= Reed's rules =

Reed's rules are a set of guidelines developed by Joseph O. Reed in interpretation of pediatric radiology.

==Reed's rules==
Reed's rules are as follows:
1. On every chest film, read the abdominal portion as you would read an abdominal film.
2. Knowledge of anatomy is the key to correct radiographic diagnosis.
3. The airway should be visible on all normal chest films.
4. A mass must be seen in two planes.
5. An esophagram must be done on any child with unexplained respiratory disease.
6. In unilateral hyperexpansion of the lungs, you must see how the air moves. Mediastinal position is critical to this determination.
7. Always review all old films to assess new ones properly. Subtle findings can be missed easily when a single previous examination is reviewed.

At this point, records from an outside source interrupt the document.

PR #4012, opened 2015-06-15
Fix missing space in misc.zsh

Taytay:
Without this fix, I am seeing the error:
`parse error near `then'`


Taytay:
Nevermind - others beat me to it :)

PR #4014, opened 2015-06-15
Added __git_ps1() from official git repository

mbologna:
From git repository, I added the file:
  https://github.com/git/git/blob/master/contrib/completion/git-prompt.sh
  which offer the __git_ps1() function to customize the prompt.

  Basically, it keeps track of what changes are
  made in the current git repo (if available) and
  returns some symbols to put in your prompt (e.g. %
  if there are untracked files).

* In the original version, flags (e.g. SHOWDIRTYSTATE)
  must be enabled to return symbols described above.
  Changed to enable these features by default (removed if)

* Returned symbols can be customized using OMZ default
  variables (e.g. ZSH_THEME_GIT_PROMPT_STASHED) defined in
  your theme. I modified __git_ps1() in order to use the symbols you specified in those variables      instead of git ones'


apjanke:
I don't think we can use this in OMZ, since this new code [is GPL](https://github.com/git/git/blob/v2.4.3/contrib/completion/git-prompt.sh#L3-L4), and Oh My Zsh is [MIT licensed](https://github.com/robbyrussell/oh-my-zsh/blob/master/MIT-LICENSE.txt). These two licenses are not compatible.

ncanceill:
Indeed they are not.

@mbologna can you work on a workaround?

mbologna:
Closing this, as #4050 solves the problem.

mbologna:
I would like to point out that the same file from git repo is already included in omz:
https://github.com/robbyrussell/oh-my-zsh/blob/master/plugins/gitfast/git-prompt.sh

apjanke:
Looks like most of the files in the gitfast plugin are GPL. Their provenance should be checked and the plugin may need to be revised or removed.

PageVPetty:
Mine kept saying, " -bash: __git_ps1: command not found  " until I realized that the file " git-prompt.sh " was misspelled. It said " git-promt.sh ". As soon as I changed that everything worked fine.

PR #4013, opened 2015-06-15
fixes a parse error in misc.zsh

tobsan:

PR #4015, opened 2015-06-15
FIX a parse error with zsh 5.0.2

naholyr:
The error: ``…/.oh-my-zsh/lib/misc.zsh:3: parse error near `then'``

```
$ zsh --version

zsh 5.0.2 (x86_64-pc-linux-gnu)
```

The added space fixes the parse error.


naholyr:
Duplicates #4013

PR #4016, opened 2015-06-15
Fix typo & Improve README in coffee plugin.

coopermaruyama:
* `cfp` alias was referencing an old version of the `cf` command which
no longer exists. This has been updated to reference a valid command.

* Fixed typo in README and made the example more readable.


mcornella:
Thank you for your contribution!

Issue #4018, opened 2015-06-15
 parse error near `then' after update


Javix:
Just updated to the latest version by taping in 'y' in my terminal and got the below error:
```
ast-forwarded master to 8921902388bf357ad0ab6ec198f4ba1f14b94fe4.

/Users/XXXXX/.oh-my-zsh/lib/misc.zsh:3: parse error near `then'
```
It reappears when quitting and reopening the terminal.

OS: OS X 10.10.3

Regards

Kevin-Lee:
I got the same issue and the pull request I've just created fixes it.

Javix:
Perfect, waiting forward to get the merge.

Javix:
Seems like the same has already been reported: https://github.com/robbyrussell/oh-my-zsh/issues/4037

oshybystyi:
yeah, @Javix can you close this, #4002 is in the master already...

Javix:
Great, no problem.

PR #4019, opened 2015-06-15
fixed syntax

vinc3nt:

PR #4021, opened 2015-06-15
Fixes robbyrussell/oh-my-zsh#4018 - parse error near 'then' after update

Kevin-Lee:
This pull request fixes robbyrussell/oh-my-zsh#4018 - parse error near `then' after update which is caused by [lib/misc.zsh:3](/robbyrussell/oh-my-zsh/blob/422db48e37beadf31fd9081b7590f9498f7194b2/lib/misc.zsh#L3).

```shell
	if [[ -e "$d/url-quote-magic"]]; then
```
There must be a space char between `...magic"` and `]]; ...` so it must be
```shell
	if [[ -e "$d/url-quote-magic" ]]; then
```
I've tested with mine and it works fine after adding the space.

### DIFF
--- a/lib/misc.zsh
+++ b/lib/misc.zsh
@@ -1,6 +1,6 @@
 ## Load smart urls if available
 for d in $fpath; do
-	if [[ -e "$d/url-quote-magic"]]; then
+	if [[ -e "$d/url-quote-magic" ]]; then
 		autoload -U url-quote-magic
 		zle -N self-insert url-quote-magic
 	fi


Kevin-Lee:
Oops! While I was working on this, someone else already created a pull request to fix it. :smile: So this pull request is duplicate of #4019.

Kevin-Lee:
This might be the first one? #4002 Sorry I didn't know it. :sweat_smile:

8. The abdominal examination should include a minimum of three views—supine, prone and erect.
9. On every abdominal examination, evaluate the chest as if you were looking at a chest film.
10. In obstruction of the lumen, there should be proximal distention.
11. During intravenous urography, keep taking films as long as you are getting needed information.
12. Try to find the effects of the mass on adjacent organs on each abdominal film. Draw the mass, if necessary.
13. After you have defined the mass, find the center of the lesion. Then consider all structures, gross and microscopic, near the center of the lesion as possible sources of the mass. Think skin to skin.
14. The periosteum is not normally seen.
15. When viewing an extremity, try to imagine the appearance of the patient. An excellent example is bowed legs or knock knees.